PR #91, opened 2015-09-25
fix dynamic reprs for some trait types

minrk:
these are needed when generating config files, and had been broken by some deferred default generation changes.


SylvainCorlay:
:+1:

PR #92, opened 2015-09-26
simplify deprecation of MetaHasTraits

minrk:
rather than using a generic mixin deprecated class factory that's only used once


SylvainCorlay:
:+1:

SylvainCorlay:
@minrk actually it could make sense to make `MetaHasDescriptors` inherit from the deprecated `MetaHasTraits` rather than the opposite.
In `nbconvert/exporters/exporter.py`, we have a `isinstance(preprocessor, MetaHasTraits)`, which will not work in the current state of things.

minrk:
@SylvainCorlay good point, done. I also opened jupyter/nbconvert#134, which removes the check for MetaHasTraits, which was probably never the right thing to do, anyway.

SylvainCorlay:
Merging (!!)

PR #79, opened 2015-09-11
Correct Pickling Test and Edit to Pass

rmorshea:
```python
class Pickleable(HasTraits):

    i = Int()
    @observe('i')
    def _i_changed(self, change): pass
    @validate('i')
    def _i_validate(self, commit):
        return commit['value']
```
pass tests, but would have failed to pickle

PR #96, opened 2015-10-02
Revert change from #79 due to memory leak

rmorshea:
Popping `_notify_trait` off `__dict__` after `hold_trait_notifers` must occur inside the context manager to prevent memory leaks. This reverts a change which was made in #79, where popping was done in `__getstate__`, and edits the comment to reflect this potential memory leak. Previously it'd been marked for removal after dropping support for Python < 3.4.


SylvainCorlay:
Should this be closed?

rmorshea:
@minrk objections to this?

PR #97, opened 2015-10-02
Plug memory leak due to method use in observe and validate

rmorshea:
The storage of method types on the `HasTraits` instance by the `@observe` and `@valdiate` decorators causes memory leaks. This changes that, and instead stores `EventHandler` instances to access change and validation callbacks.

### DIFF
--- a/traitlets/traitlets.py
+++ b/traitlets/traitlets.py
@@ -503,7 +503,7 @@ class TraitType(BaseDescriptor):
     def _cross_validate(self, obj, value):
         if self.name in obj._trait_validators:
             proposal = {'trait': self, 'value': value, 'owner': obj}
-            value = obj._trait_validators[self.name](proposal)
+            value = obj._trait_validators[self.name](obj, proposal)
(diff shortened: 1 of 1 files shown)


traitlets/traitlets.py
```diff
@@ -864,9 +864,12 @@ def _notify_trait(self, name, old_value, new_value):
```
minrk: the above offset calculation is no longer used

rmorshea: The way I've written it, that's not needed anymore.

minrk: That's what I mean. Since it's not used, it should be removed.

rmorshea: Is this line note in the wrong spot? I think I've fixed what you're referring to, but it wasn't here.

minrk: This line seems to have wandered off, and definitely isn't where it originated. I see that the line where it was originally is removed, thanks.

PR #100, opened 2015-10-05
Re-add notify_trait

SylvainCorlay:
ipywidgets overload `_notify_trait` and rely on it being called on `__set__` . We can probably remove it completely once widgets require the version of traitlets to come and overload `_notify_change` instead.


SylvainCorlay:
@minrk

SylvainCorlay:
Thanks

→ **EXERCISE REQUIREMENTS**: Transcribe all the material, keeping each word as it is.

→ **SOLUTION TO THIS EXERCISE**:
PR #91, opened 2015-09-25
fix dynamic reprs for some trait types

minrk:
these are needed when generating config files, and had been broken by some deferred default generation changes.


SylvainCorlay:
:+1:

PR #92, opened 2015-09-26
simplify deprecation of MetaHasTraits

minrk:
rather than using a generic mixin deprecated class factory that's only used once


SylvainCorlay:
:+1:

SylvainCorlay:
@minrk actually it could make sense to make `MetaHasDescriptors` inherit from the deprecated `MetaHasTraits` rather than the opposite.
In `nbconvert/exporters/exporter.py`, we have a `isinstance(preprocessor, MetaHasTraits)`, which will not work in the current state of things.

minrk:
@SylvainCorlay good point, done. I also opened jupyter/nbconvert#134, which removes the check for MetaHasTraits, which was probably never the right thing to do, anyway.

SylvainCorlay:
Merging (!!)

PR #79, opened 2015-09-11
Correct Pickling Test and Edit to Pass

rmorshea:
```python
class Pickleable(HasTraits):

    i = Int()
    @observe('i')
    def _i_changed(self, change): pass
    @validate('i')
    def _i_validate(self, commit):
        return commit['value']
```
pass tests, but would have failed to pickle

PR #96, opened 2015-10-02
Revert change from #79 due to memory leak

rmorshea:
Popping `_notify_trait` off `__dict__` after `hold_trait_notifers` must occur inside the context manager to prevent memory leaks. This reverts a change which was made in #79, where popping was done in `__getstate__`, and edits the comment to reflect this potential memory leak. Previously it'd been marked for removal after dropping support for Python < 3.4.


SylvainCorlay:
Should this be closed?

rmorshea:
@minrk objections to this?

PR #97, opened 2015-10-02
Plug memory leak due to method use in observe and validate

rmorshea:
The storage of method types on the `HasTraits` instance by the `@observe` and `@valdiate` decorators causes memory leaks. This changes that, and instead stores `EventHandler` instances to access change and validation callbacks.

### DIFF
--- a/traitlets/traitlets.py
+++ b/traitlets/traitlets.py
@@ -503,7 +503,7 @@ class TraitType(BaseDescriptor):
     def _cross_validate(self, obj, value):
         if self.name in obj._trait_validators:
             proposal = {'trait': self, 'value': value, 'owner': obj}
-            value = obj._trait_validators[self.name](proposal)
+            value = obj._trait_validators[self.name](obj, proposal)
(diff shortened: 1 of 1 files shown)


traitlets/traitlets.py
```diff
@@ -864,9 +864,12 @@ def _notify_trait(self, name, old_value, new_value):
```
minrk: the above offset calculation is no longer used

rmorshea: The way I've written it, that's not needed anymore.

minrk: That's what I mean. Since it's not used, it should be removed.

rmorshea: Is this line note in the wrong spot? I think I've fixed what you're referring to, but it wasn't here.

minrk: This line seems to have wandered off, and definitely isn't where it originated. I see that the line where it was originally is removed, thanks.

PR #100, opened 2015-10-05
Re-add notify_trait

SylvainCorlay:
ipywidgets overload `_notify_trait` and rely on it being called on `__set__` . We can probably remove it completely once widgets require the version of traitlets to come and overload `_notify_change` instead.


SylvainCorlay:
@minrk

SylvainCorlay:
Thanks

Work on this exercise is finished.